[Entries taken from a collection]
PR #4473, opened 2020-07-22
Safeguard against non existing parameters.

akatsoulas:
* Add .ssh in gitignore

### DIFF
--- a/kitsune/questions/views.py
+++ b/kitsune/questions/views.py
@@ -243,7 +243,8 @@ def question_list(request, product_slug):
     question_qs = question_qs.filter(locale_query)
 
     # Set the order.
-    order_by = ORDER_BY[order][0]
+    # Set a default value if a user requested a non existing order parameter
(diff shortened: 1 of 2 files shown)


kitsune/questions/views.py
```diff
@@ -244,7 +244,8 @@ def question_list(request, product_slug):
     question_qs = question_qs.filter(locale_query)
 
     # Set the order.
-    order_by = ORDER_BY[order][0]
+    # Set a default value if a user requested a non existing order parameter
+    order_by = ORDER_BY.get(order, 'updated')
```
LeoMcA, line 248: This needs to be something like `ORDER_BY.get(order, ['updated'])[0]` otherwise it breaks when `order` exists in the dict.

akatsoulas:
@LeoMcA pr updated

LeoMcA:
oh! hold on, black would reformat the single quotes, can you rebase and run black please?

PR #4474, opened 2020-07-22
Use black formatter for access and announcements apps.

akatsoulas:


kitsune/announcements/models.py
```diff
@@ -31,10 +31,7 @@ class Announcement(ModelBase):
     )
     content = models.TextField(
         max_length=10000,
-        help_text=(
-            "Use wiki syntax or HTML. It will display similar to a "
-            "document's content."
-        ),
+        help_text=("Use wiki syntax or HTML. It will display similar to a " "document's content."),
```
LeoMcA, line 34: This doesn't need to be two string literals

akatsoulas:
Added the reviewed and updated commit in pr #4475

PR #4479, opened 2020-07-24
Install pylint in dev requirements.

akatsoulas:
* Update vscode extensions.


Dockerfile
```diff
@@ -49,7 +49,7 @@ ENV GIT_SHA=${GIT_SHA}
 FROM base AS base-dev
 RUN apt-get update && apt-get install apt-transport-https && \
     curl -sL https://deb.nodesource.com/setup_12.x | bash -
-RUN apt-get update && apt-get install -y --no-install-recommends optipng nodejs && \
+RUN apt-get update && apt-get install -y --no-install-recommends optipng nodejs black && \
```
LeoMcA, line 52: Is there a reason we're installing black through apt? We already have it in our dev.txt, so it should get installed by pip already (and will be the version we want instead of whatever horribly outdated version debian carries).

PR #4481, opened 2020-07-24
Remove RabbitMQ functionality.

akatsoulas:
Safeguard against non existing parameters.


kitsune/sumo/views.py
```diff
@@ -283,20 +260,6 @@ def error(request):
     fu  # noqa
 
 
-@require_GET
-@never_cache
-def version_check(request):
```
LeoMcA, line 288: `VersionCheckTests` need to be removed from `kitsune/sumo/tests/test_views.py`

kitsune/sumo/views.py
```diff
@@ -283,20 +260,6 @@ def error(request):
...
-    content_type = "application/x-json"
-    token = settings.VERSION_CHECK_TOKEN
```
LeoMcA, line 290: `VERSION_CHECK_TOKEN` can be removed from settings.py

kitsune/sumo/urls.py
```diff
@@ -1,21 +1,14 @@
...
 
 from watchman import views as watchman_views
 
 from kitsune.sumo import views
 
 
-services_patterns = [
-    url("^/monitor$", views.monitor, name="sumo.monitor"),
-    url("^/version$", views.version_check, name="sumo.version"),
-    url("^/error$", views.error, name="sumo.error"),
```
LeoMcA, line 12: Should we remove `error` from `kitsune/sumo/views.py` then?

Also will need to remove `ForceErrorTests` from `kitsune/sumo/tests/test_views.py`

kitsune/sumo/urls.py
```diff
@@ -1,21 +1,14 @@
...
-]
-
-
 urlpatterns = [
     url(r"^robots.txt$", views.robots, name="robots.txt"),
-    url(r"^services/", include(services_patterns)),
+    url(r"^services/monitor", views.monitor, name="sumo.monitor"),
```
LeoMcA, line 11: We're missing a `$` at the end of the regexp

LeoMcA: Indeed the url isn't consistent with the old one, which was `example.com/services//monitor`.

Do we actually use this? Can we remove it too?

akatsoulas: Hopefully we can augment the functionality and have some more consistent reporting. I will update the `$`. The url is not consistent because of the leading slash. This will remove 3 warnings out of the many we have about leading slashes

kitsune/sumo/views.py
```diff
@@ -120,183 +112,6 @@ def test_memcached(host, port):
...
-    for component, output in list(status.items()):
-        if ERROR in [item[0] for item in output]:
-            status_code = 500
-            status_summary[component] = False
-        else:
-            status_summary[component] = True
-
-    return render(
-        request,
-        "services/monitor.html",
```
LeoMcA, line 272: `kitsune/sumo/jinja2/services/monitor.html` can be removed, and I think `kitsune/sumo/static/sumo/css/monitor.css` can also be removed

PR #4487, opened 2020-07-28
Editable username

akatsoulas:


kitsune/users/jinja2/users/edit_profile.html
```diff
@@ -4,126 +4,130 @@
 {% set title = _('Edit Profile') %}
 {% set classes = 'profile' %}
 {% set active = 'edit-profile' %}
-{% set crumbs = [(profile_url(profile.user), profile.user.username), (None, title)] %}
```
LeoMcA, line 7: Is there a reason behind removing the breadcrumbs?

akatsoulas: just missed that - I need to uncomment the commented out section

kitsune/users/models.py
```diff
@@ -72,14 +73,14 @@ class Profile(ModelBase, SearchMixin):
         validators=[TwitterValidator],
         verbose_name=_lazy("Twitter Username"),
     )
-    facebook = models.URLField(
-        max_length=255, null=True, blank=True, verbose_name=_lazy("Facebook URL")
+    community_mozilla_org = models.CharField(
+        max_length=255, null=True, blank=True, verbose_name=_lazy("Mozilla Community Username")
```
LeoMcA, line 77: Do we want `null=True` here and below?

From https://docs.djangoproject.com/en/2.2/ref/models/fields/#null:
> Avoid using null on string-based fields such as CharField and TextField. If a string-based field has null=True, that means it has two possible values for “no data”: NULL, and the empty string. In most cases, it’s redundant to have two possible values for “no data;” the Django convention is to use the empty string, not NULL.

kitsune/users/models.py
```diff
@@ -72,14 +73,14 @@ class Profile(ModelBase, SearchMixin):
...
     )
-    mozillians = models.CharField(
-        max_length=255, null=True, blank=True, verbose_name=_lazy("Mozillians Username")
+    people_mozilla_org = models.CharField(
+        max_length=255, null=True, blank=True, verbose_name=_lazy("Mozilla Directory Username")
     )
-    irc_handle = models.CharField(
-        max_length=255, null=True, blank=True, verbose_name=_lazy("IRC nickname")
+    matrix_handle = models.CharField(
+        max_length=255, null=True, blank=True, verbose_name=_lazy("Matrix nickname")
```
LeoMcA, line 83: `Matrix username` isn't capitalised like the above verbose names, should we make it `Matrix Nickname`?

kitsune/users/models.py
LeoMcA, line 77: Isn't "Mozilla" redundant here? I'd call this "Community Portal Username"

kitsune/users/models.py
```diff
@@ -72,14 +73,14 @@ class Profile(ModelBase, SearchMixin):
...
     )
-    facebook = models.URLField(
-        max_length=255, null=True, blank=True, verbose_name=_lazy("Facebook URL")
+    community_mozilla_org = models.CharField(
+        max_length=255, null=True, blank=True, verbose_name=_lazy("Mozilla Community Username")
     )
-    mozillians = models.CharField(
-        max_length=255, null=True, blank=True, verbose_name=_lazy("Mozillians Username")
+    people_mozilla_org = models.CharField(
+        max_length=255, null=True, blank=True, verbose_name=_lazy("Mozilla Directory Username")
```
LeoMcA, line 80: Same comment as above, could be "People Directory Username"

LeoMcA (approved):
r+wc (and circle still isn't happy)

LeoMcA (approved):
I've got a commit which "fixes" the failing test (by just removing it, and facebook widget/validation it was attempting to test, none of which we need any more) which you can cherry pick: https://github.com/LeoMcA/kitsune/commit/34e1947b1e316e06cd8ace8c37676eb7915e3fdf

r+ once circle passes

PR #4501, opened 2020-08-09
run collectstatic with noinput

saadmk11:
when running `make init` to setup the project locally the script stops and asks for input. this will run `collectstatic` with `--noinput`


akatsoulas (approved):
Thanks @saadmk11 for this PR!

PR #4758, opened 2021-04-13
add html rendering to search v2 route

LeoMcA:
https://github.com/mozilla/sumo-project/issues/818


akatsoulas (changes requested):
You need to hook up `simple_search` from ES7 to the `search` endpoint in the search/urls.py

akatsoulas (approved):
Ignore my last comment. Looks good r+!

**Task goal**
The answer must consist of each line from the data that includes the string "noinput".

**Response area**
run collectstatic with noinput
when running `make init` to setup the project locally the script stops and asks for input. this will run `collectstatic` with `--noinput`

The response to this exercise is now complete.